»»

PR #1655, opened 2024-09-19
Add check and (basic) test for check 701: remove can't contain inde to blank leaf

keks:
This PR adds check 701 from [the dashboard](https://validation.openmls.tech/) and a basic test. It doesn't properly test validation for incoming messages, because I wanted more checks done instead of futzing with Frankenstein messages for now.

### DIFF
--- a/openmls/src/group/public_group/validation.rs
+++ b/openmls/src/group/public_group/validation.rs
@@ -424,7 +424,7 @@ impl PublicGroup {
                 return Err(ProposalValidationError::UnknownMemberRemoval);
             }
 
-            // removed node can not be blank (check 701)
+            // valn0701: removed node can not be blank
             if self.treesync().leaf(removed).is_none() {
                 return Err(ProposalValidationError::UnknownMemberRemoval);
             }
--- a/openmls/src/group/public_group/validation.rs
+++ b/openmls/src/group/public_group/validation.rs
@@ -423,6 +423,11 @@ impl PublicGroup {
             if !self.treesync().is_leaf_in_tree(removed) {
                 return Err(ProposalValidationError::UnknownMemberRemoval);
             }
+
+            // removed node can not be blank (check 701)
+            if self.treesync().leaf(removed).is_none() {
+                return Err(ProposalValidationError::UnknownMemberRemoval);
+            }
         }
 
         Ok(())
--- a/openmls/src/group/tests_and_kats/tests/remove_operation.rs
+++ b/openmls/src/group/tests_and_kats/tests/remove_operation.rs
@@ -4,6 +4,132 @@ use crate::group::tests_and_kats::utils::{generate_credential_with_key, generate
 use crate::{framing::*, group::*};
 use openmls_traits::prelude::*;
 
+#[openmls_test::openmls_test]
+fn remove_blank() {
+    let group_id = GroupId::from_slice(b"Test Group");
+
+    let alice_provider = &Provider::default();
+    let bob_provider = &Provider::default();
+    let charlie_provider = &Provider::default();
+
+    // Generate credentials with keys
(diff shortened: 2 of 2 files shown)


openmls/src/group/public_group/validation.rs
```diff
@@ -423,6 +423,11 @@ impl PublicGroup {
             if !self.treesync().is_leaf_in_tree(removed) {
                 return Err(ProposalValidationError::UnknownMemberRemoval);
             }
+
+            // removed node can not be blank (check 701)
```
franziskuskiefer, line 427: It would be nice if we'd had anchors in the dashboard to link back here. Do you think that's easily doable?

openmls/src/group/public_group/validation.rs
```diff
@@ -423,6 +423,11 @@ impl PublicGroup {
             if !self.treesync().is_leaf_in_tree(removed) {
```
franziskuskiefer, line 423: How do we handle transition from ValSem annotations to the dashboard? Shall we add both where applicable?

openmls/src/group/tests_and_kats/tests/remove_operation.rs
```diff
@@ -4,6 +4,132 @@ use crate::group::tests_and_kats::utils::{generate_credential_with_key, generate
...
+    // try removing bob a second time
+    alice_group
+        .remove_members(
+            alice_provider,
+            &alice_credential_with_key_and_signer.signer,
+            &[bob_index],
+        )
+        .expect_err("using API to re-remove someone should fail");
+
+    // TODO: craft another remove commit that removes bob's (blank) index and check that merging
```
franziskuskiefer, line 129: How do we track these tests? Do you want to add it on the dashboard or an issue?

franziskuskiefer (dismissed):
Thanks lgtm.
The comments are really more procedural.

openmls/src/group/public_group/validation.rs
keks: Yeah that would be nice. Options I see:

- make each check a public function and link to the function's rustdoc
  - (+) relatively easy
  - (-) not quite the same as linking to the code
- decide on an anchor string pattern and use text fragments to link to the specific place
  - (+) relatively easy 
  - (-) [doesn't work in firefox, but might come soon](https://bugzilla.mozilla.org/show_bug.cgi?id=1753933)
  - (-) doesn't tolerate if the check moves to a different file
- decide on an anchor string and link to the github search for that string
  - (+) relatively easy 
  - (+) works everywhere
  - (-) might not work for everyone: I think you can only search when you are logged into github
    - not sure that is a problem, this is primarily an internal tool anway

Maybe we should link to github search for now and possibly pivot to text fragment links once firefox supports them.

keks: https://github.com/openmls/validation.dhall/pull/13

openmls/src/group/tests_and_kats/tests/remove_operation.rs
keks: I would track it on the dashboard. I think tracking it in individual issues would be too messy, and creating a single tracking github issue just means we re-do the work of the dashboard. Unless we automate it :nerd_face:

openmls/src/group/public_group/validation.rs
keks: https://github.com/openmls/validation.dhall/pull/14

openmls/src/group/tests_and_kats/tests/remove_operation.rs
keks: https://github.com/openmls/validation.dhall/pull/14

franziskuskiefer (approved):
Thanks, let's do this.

««

**Work required:** The entries above must be returned in full, exactly as shown.

**Response:**
PR #1655, opened 2024-09-19
Add check and (basic) test for check 701: remove can't contain inde to blank leaf

keks:
This PR adds check 701 from [the dashboard](https://validation.openmls.tech/) and a basic test. It doesn't properly test validation for incoming messages, because I wanted more checks done instead of futzing with Frankenstein messages for now.

### DIFF
--- a/openmls/src/group/public_group/validation.rs
+++ b/openmls/src/group/public_group/validation.rs
@@ -424,7 +424,7 @@ impl PublicGroup {
                 return Err(ProposalValidationError::UnknownMemberRemoval);
             }
 
-            // removed node can not be blank (check 701)
+            // valn0701: removed node can not be blank
             if self.treesync().leaf(removed).is_none() {
                 return Err(ProposalValidationError::UnknownMemberRemoval);
             }
--- a/openmls/src/group/public_group/validation.rs
+++ b/openmls/src/group/public_group/validation.rs
@@ -423,6 +423,11 @@ impl PublicGroup {
             if !self.treesync().is_leaf_in_tree(removed) {
                 return Err(ProposalValidationError::UnknownMemberRemoval);
             }
+
+            // removed node can not be blank (check 701)
+            if self.treesync().leaf(removed).is_none() {
+                return Err(ProposalValidationError::UnknownMemberRemoval);
+            }
         }
 
         Ok(())
--- a/openmls/src/group/tests_and_kats/tests/remove_operation.rs
+++ b/openmls/src/group/tests_and_kats/tests/remove_operation.rs
@@ -4,6 +4,132 @@ use crate::group::tests_and_kats::utils::{generate_credential_with_key, generate
 use crate::{framing::*, group::*};
 use openmls_traits::prelude::*;
 
+#[openmls_test::openmls_test]
+fn remove_blank() {
+    let group_id = GroupId::from_slice(b"Test Group");
+
+    let alice_provider = &Provider::default();
+    let bob_provider = &Provider::default();
+    let charlie_provider = &Provider::default();
+
+    // Generate credentials with keys
(diff shortened: 2 of 2 files shown)


openmls/src/group/public_group/validation.rs
```diff
@@ -423,6 +423,11 @@ impl PublicGroup {
             if !self.treesync().is_leaf_in_tree(removed) {
                 return Err(ProposalValidationError::UnknownMemberRemoval);
             }
+
+            // removed node can not be blank (check 701)
```
franziskuskiefer, line 427: It would be nice if we'd had anchors in the dashboard to link back here. Do you think that's easily doable?

openmls/src/group/public_group/validation.rs
```diff
@@ -423,6 +423,11 @@ impl PublicGroup {
             if !self.treesync().is_leaf_in_tree(removed) {
```
franziskuskiefer, line 423: How do we handle transition from ValSem annotations to the dashboard? Shall we add both where applicable?

openmls/src/group/tests_and_kats/tests/remove_operation.rs
```diff
@@ -4,6 +4,132 @@ use crate::group::tests_and_kats::utils::{generate_credential_with_key, generate
...
+    // try removing bob a second time
+    alice_group
+        .remove_members(
+            alice_provider,
+            &alice_credential_with_key_and_signer.signer,
+            &[bob_index],
+        )
+        .expect_err("using API to re-remove someone should fail");
+
+    // TODO: craft another remove commit that removes bob's (blank) index and check that merging
```
franziskuskiefer, line 129: How do we track these tests? Do you want to add it on the dashboard or an issue?

franziskuskiefer (dismissed):
Thanks lgtm.
The comments are really more procedural.

openmls/src/group/public_group/validation.rs
keks: Yeah that would be nice. Options I see:

- make each check a public function and link to the function's rustdoc
  - (+) relatively easy
  - (-) not quite the same as linking to the code
- decide on an anchor string pattern and use text fragments to link to the specific place
  - (+) relatively easy 
  - (-) [doesn't work in firefox, but might come soon](https://bugzilla.mozilla.org/show_bug.cgi?id=1753933)
  - (-) doesn't tolerate if the check moves to a different file
- decide on an anchor string and link to the github search for that string
  - (+) relatively easy 
  - (+) works everywhere
  - (-) might not work for everyone: I think you can only search when you are logged into github
    - not sure that is a problem, this is primarily an internal tool anway

Maybe we should link to github search for now and possibly pivot to text fragment links once firefox supports them.

keks: https://github.com/openmls/validation.dhall/pull/13

openmls/src/group/tests_and_kats/tests/remove_operation.rs
keks: I would track it on the dashboard. I think tracking it in individual issues would be too messy, and creating a single tracking github issue just means we re-do the work of the dashboard. Unless we automate it :nerd_face:

openmls/src/group/public_group/validation.rs
keks: https://github.com/openmls/validation.dhall/pull/14

openmls/src/group/tests_and_kats/tests/remove_operation.rs
keks: https://github.com/openmls/validation.dhall/pull/14

franziskuskiefer (approved):
Thanks, let's do this.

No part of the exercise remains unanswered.